GRDD: A Dataset for Greek Dialectal NLP
Stergios Chatzikyriakidis, Chatrine Qwaider, Ilias Kolokousis, Christina Koula, Dimitris Papadakis, Efthymia Sakellariou
TL;DR
The paper addresses the lack of large-scale dialect resources for Modern Greek by building a web-derived, imbalanced but substantial corpus across Cypriot, Pontic, Cretan, Kozani/Grevena (Northern) dialects and Standard Modern Greek, and evaluating dialect identification with both classical ML and a BiLSTM. It finds high classification accuracy, with simple models achieving around 0.92–0.94 and the BiLSTM reaching up to 0.97 on the full dataset, demonstrating that the dialects carry distinct signals. The authors acknowledge limitations from data imbalance and coarse-grained dialect labels, and they emphasize data cleaning and finer-grained annotation as directions for future work. Overall, the dataset provides a valuable baseline resource for Greek dialectal NLP and a platform for further methodological refinements and cross-dialect analyses.
Abstract
In this paper, we present a dataset for the computational study of a number of Modern Greek dialects. It consists of raw text data from four dialects of Modern Greek, Cretan, Pontic, Northern Greek and Cypriot Greek.
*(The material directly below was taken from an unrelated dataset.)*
PR #2164, opened 2023-10-31
base: add iproute package

asm0deuz:
This makes the ip command available.

Fixes:https://bugzilla.redhat.com/show_bug.cgi?id=2245975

The dataset is of considerable size, albeit imbalanced, and presents the first attempt to create large scale dialectal resources of this type for Modern Greek dialects. We then use the dataset to perform dialect idefntification. We experiment with traditional ML algorithms, as well as simple DL architectures. The results show very good performance on the task, potentially revealing that the dialects in question have distinct enough characteristics allowing even simple ML models to perform well on the task. Error analysis is performed for the top performing algorithms showing that in a number of cases the errors are due to insufficient dataset cleaning.